Some Frequently Asked Questions:
What kind of therapy is best?
There are literally hundreds of kinds if therapy: The most important kinds of therapy include Cognitive Behaviour Therapy (CBT), Interpersonal Therapy (IPT), Dialectical Behaviour Therapy (DBT), Dynamic Psychotherapy, Client Centred Therapy, and Acceptance and Commitment Therapy (ACT). Research shows that in general no one kind of therapy is necessarily any better than any other kind of therapy.
What is more important is: (1) the therapist's skill and experience, (2) the amount of trust and confidence that the patient has in the therapist, and (3) whether the therapist's approach is a good 'fit' with what the patient needs or is looking for.
How does it work?
I believe that different kinds of psychotherapy all work the same way. Psychotherapy activates and strengthens the 'higher' or 'thinking' parts of the brain which monitor and control the 'lower' or 'action' parts of the brain. The observing, monitoring and controlling parts of the brain are strengthened, and this allows the 'higher' brain areas to have more 'top-down' control over the 'lower' brain functions such as emotions and behaviour.
The way we do this is through words, language, and stories. In psychotherapy you are encouraged to find words for your experiences, and to find ways of explaining things that make sense of your experiences. This will often involve talking about relationships (in the family, or with your partner, or at work or at school - because it is often in relationships that your behaviour and your emotions are a problem. Psychotherapy is a kind of 'physiotherapy of the brain', and a psychotherapy session is a kind of workout for the brain which can be hard work sometimes. You might feel emotions that are uncomfortable, or you might think about things that make you uncomfortable.
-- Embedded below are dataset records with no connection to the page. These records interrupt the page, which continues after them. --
PR #1225, opened 2026-09-09
Guide: a tag group's header shows the tag's color and name, then the chevron and the count, the order the strip builds (T284)

ksarma:
## Symptom
The guide's Tags and groups paragraph (docs/guide.md) says each section header in the tab strip "shows a chevron, the tag's color, its name, and a member count". The header a reader sees shows the tag's chip (its color and name) first, then the chevron and the count.

## Cause
#1185 (T284) reordered makeGroupHead in ui/webview/render.ts to append the chip, then the caret, then the count, then (while the section is collapsed) the pip, and pinned that order in ui/webview/tab-groups.test.ts and tests/test_tab_groups_rows.py. The guide sentence, written for the earlier caret-first layout, was not updated. .tab-group-head is a flex row and no rule on it or on its parts (styles.css) sets order, flex-direction or margin-left: auto, so DOM order is what the reader sees.

## Fix
The one sentence now reads: "Each header shows the tag's color and name, then a chevron and a member count." The rest of the paragraph (the count while collapsed, the small dot after it) already matches the header and is unchanged. No code, CSS or kernel change. The render.ts header comment's "color as a short bar" phrase is a code comment and is left for a code change.

#1168, and #1201 which builds on it and carries the same two hunks, also edit this paragraph: the sentence two lines above this one (the untagged sessions' own row) and the paragraph's closing sentence (where four lines are added), with the header sentence carried as context. None of the three changes the same sentence, so after the first of them merges the others need a one-line rebase of this hunk, with no wording to reconcile.

## Tests
- ui/webview/tab-groups.test.ts, "the guide lists the header's parts in the built order: the tag's color and name, then the chevron and the count (T284)", beside the every-tag-rule guide pin. Three checks: assert.match on the new sentence across its line wrap; assert.doesNotMatch on the caret-first phrasing; and, over every .tab-group-head, -caret, -chip, -count and -pip rule in styles.css, that none sets order, flex-direction or margin-left: auto, so the build order the guide names stays the order the reader sees. On the unchanged guide the match fails (57 tests, 56 pass, 1 fail). With the guide edited, an order: -1 added to .tab-group-caret fails the CSS check and no other test in the module; a flex-direction on .tab-group-head or a margin-left: auto on .tab-group-count fails it too; a border-radius added to .tab-group-count does not trip it. After the edit, 57 of 57 pass.
- npm run typecheck: clean. Full npm test: 3761 tests, 3761 pass, 0 fail.

Tier: docs

[...]

PR #1253, opened 2026-09-10
Tab groups: the header-order guard also rejects flex-flow and rtl reorderings, and the guide names the pip's retrying state

ksarma:
## Symptom
Two follow-up notes from the review record on #1225 (merged as e70f818b). The test that keeps a tag group's header parts in their built order accepted a `flex-flow: row-reverse` on `.tab-group-head`, and a `direction: rtl` there; both reverse the row the guide describes. The guide's sentence on a folded header's small dot said the dot shows when a hidden tab is working or waiting on you, and left out the amber dot `sectionPip` shows when a hidden tab hit an API error and is retrying on its own.

## Cause
The T284 test in `ui/webview/tab-groups.test.ts` reads every `styles.css` rule on the header and its parts and refuses an `order:`, a `flex-direction:` or a `margin-left: auto` in the body. `flex-flow` is the shorthand for `flex-direction` and `flex-wrap`, and `direction: rtl` lays the row out from the right; the regex named neither. The guide sentence named two of `sectionPip`'s three states (`sectionPip` in `ui/webview/tab-state.ts` returns blocked for a member blocked or waiting on you, else working, else retrying); the amber retrying state was never in it.

## Fix
`ui/webview/tab-groups.test.ts`: the guard is a function, `headerReorderRules(css)`, returning the selectors of the header rules whose body carries an `order:`, a `flex-direction:`, a `flex-flow:` whose value has `row-reverse` or `column-reverse` (the wrap may come first), `direction: rtl`, or `margin-left: auto`, in any case, as CSS reads property names and keywords. The anchors keep `border:` from reading as `order:` and a custom property such as `--head-direction:` from reading as `direction:`. The T284 test asserts it finds nothing in `styles.css`. No CSS change.

`docs/guide.md`: the small-dot sentence says the dot shows when a hidden tab is busy or needs you (the dot is rendered only when `sectionPip` returns a state), and names the three states in the rule's order with their colors: red when one is blocked or waiting on you, otherwise gold when one is working, otherwise amber when one hit an API error and is retrying on its own.

## Tests
- `executed: the header-order guard rejects a flex-flow with a reverse value, wrap first or last, in any case; a wrap alone passes`: before the change, the guard returns no selector for `.tab-group-head { flex-flow: row-reverse; }`. The wrap-first and uppercase fixtures each hold one part of the regex: matching only the value's first token, or dropping the `i` flag, fails this case.
- `executed: the header-order guard rejects direction: rtl on the header, and accepts ltr and a custom property whose name ends in direction`: before the change, the guard returns no selector for `.tab-group-head { direction: rtl; }`. Dropping the anchor before `direction` fails it on `--head-direction: rtl`.
- `executed: the header-order guard's earlier forms still reject (order, flex-direction, a margin-left: auto push) and a border, a fixed margin or an unrelated rule passes`: a regression check on the forms the guard already had; passes before and after. Dropping the anchor before `order` fails it on a bare `border:`.
- `the guide's small-dot sentence says the dot shows only in the pip's three states and names them in the rule's order (tab-state.ts sectionPip): red for blocked or waiting on you, else gold for working, else amber for an API retry`: before the change, the guide has the two-state sentence.
- The T284 test still passes on the unchanged stylesheet.

On the unchanged guard and guide, `ui/webview/tab-groups.test.ts` runs 63 tests, 60 pass, 3 fail (the two new guard cases and the guide case). After the change, 63 of 63 pass. `npm run typecheck` is clean. Full `npm test`: 4034 pass, 0 fail, and `timeline-tags-scale.test.ts` run alone, 22 pass, 0 fail (4056 in all).

Tier: docs

### DIFF
--- a/docs/guide.md
+++ b/docs/guide.md
@@ -150,9 +150,11 @@ tag order, each with a header in the tag's color, and the untagged sessions on a
 own at the end. A session with several tags appears under each of them; every copy is the same
 session (click either to open it, and closing either ends it). Each header shows the tag's color and name, then a chevron and a
 member count. Click a header, or press Enter on it, to fold its section down to the header
-alone; the count then says how many tabs are folded away, and a small dot after it says when
-one of them is working or waiting on you (hover it for their names). To keep one tab visible
-while its section is folded, right-click the tab and pick **Show when folded** under **Tags**;
+alone; the count then says how many tabs are folded away, and a small dot after it shows when
+one of them is busy or needs you: red when one is blocked or waiting on you, otherwise gold
+when one is working, otherwise amber when one hit an API error and is retrying on its own
+(hover it for their names). To keep one tab visible while its section is folded, right-click
+the tab and pick **Show when folded** under **Tags**;
 the header's count then leaves that tab out; when every tab in a section is set to
 show, the folded header shows the full count and its tooltip says nothing is hidden. Pick it
 again to fold the tab with the rest. A tab set to show when folded keeps that setting when its
--- a/ui/webview/tab-groups.test.ts
+++ b/ui/webview/tab-groups.test.ts
@@ -1836,15 +1836,61 @@ test("the guide states the every-tag rule (T264b)", () => {
   assert.doesNotMatch(GUIDE, /sits under the first of them in your tag order/, "the retired home-tag sentence is gone");
 });
 
+test("the guide's small-dot sentence says the dot shows only in the pip's three states and names them in the rule's order (tab-state.ts sectionPip): red for blocked or waiting on you, else gold for working, else amber for an API retry", () => {
+  const prose = (t: string) => new RegExp(t.replace(/[.()]/g, "\\$&").split(" ").join("\\s+"));   // the guide wraps its lines
+  assert.match(GUIDE, prose("a small dot after it shows when one of them is busy or needs you: red when one is blocked or waiting on you, otherwise gold when one is working, otherwise amber when one hit an API error and is retrying on its own (hover it for their names)."));
+  assert.doesNotMatch(GUIDE, prose("a small dot after it says when one of them is working or waiting on you"), "the two-state sentence is gone");
+});
+
 test("the guide lists the header's parts in the built order: the tag's color and name, then the chevron and the count (T284)", () => {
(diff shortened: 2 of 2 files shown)


ksarma:

Reviewed inline: the T284 guard is now `headerRules` plus `headerReorderRules` over a stylesheet string. I checked `REORDERS` claim by claim in a scratch copy. Matching only the first token of the `flex-flow` value fails the wrap-first fixture. Dropping the `i` flag fails the uppercase fixture. Dropping the anchor before `direction` flags the `--head-direction` fixture. Dropping the anchor before `order` flags the bare border fixture. A scratch `styles.css` with `flex-flow: row-reverse` or `direction: rtl` on `.tab-group-head` fails T284. On the real sheet the guard reads 16 header rules and flags none. The guide sentence is true at this head. `sectionPip` in `tab-state.ts` returns blocked, else working, else retrying. `render.ts` builds the pip only when that is non-null. The pip's classes resolve to `--st-blocked-bg` (red), `--st-working-bg` (gold) and `--st-retrying-bg` (amber). The pin reads the real `docs/guide.md`. `styles.css`, `tab-state.ts` and `render.ts` are byte-identical to the base, so the docs tier fits. Body and commit message match the diff. The 56 added lines carry no private strings, hostnames or home paths.

Two follow-ups, neither a defect of this change:
- `ui/webview/tab-groups.test.ts:1839`: the sentence pin reads the guide alone. A later change to `sectionPip`'s precedence or the pip's colour tokens leaves it green. Only `tab-state.test.ts` pins the order today.
- `ui/webview/tab-groups.test.ts:1865`: the guard still misses `margin-right: auto` and `margin-inline-start: auto` on a part, a `margin` shorthand ending in `auto`, `transform: scaleX(-1)`, and grid or absolute layouts. `headerRules` also skips a selector whose brace opens on the next line and a one-line `@media` wrapper. None is in `styles.css`.

Locally at head: typecheck clean; `tab-groups.test` 63 of 63 pass. With the base regex substituted into the head file, 60 pass and 3 fail (the two guard cases and the guide case), as the body states. The head file over the base alone fails only the guide case, since the guard is in that file. CI at b10f2f2f: all 11 checks green. The vscode-extension job ran 4071 tests: 4026 pass, 45 skipped, 0 fail.

Review run by the maintainer automated review session; verified against head b10f2f2f.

Weekly is usually best. If sessions are less frequent then it is harder to keep the continuity between sessions, and you may have to spend more time each session just catching up and finding a sense of direction. But when people have recovered from their crisis and are in a more stable period, then fortnightly or monthly can be enough to keep them going, and can help them get used to managing without therapy. On the other hand if someone is in an emergency situation then they might need to see their therapist more than once a week in the short term.
Brief therapy (up to ten or twelve sessions) or even single-session therapy can be very helpful in many situations, but for people with more complex and chronic problems, the benefits of therapy are more enduring if the person can commit to more long term therapy. In my own work I recommend a minimum of 6 months but up to 18 months or more may be required.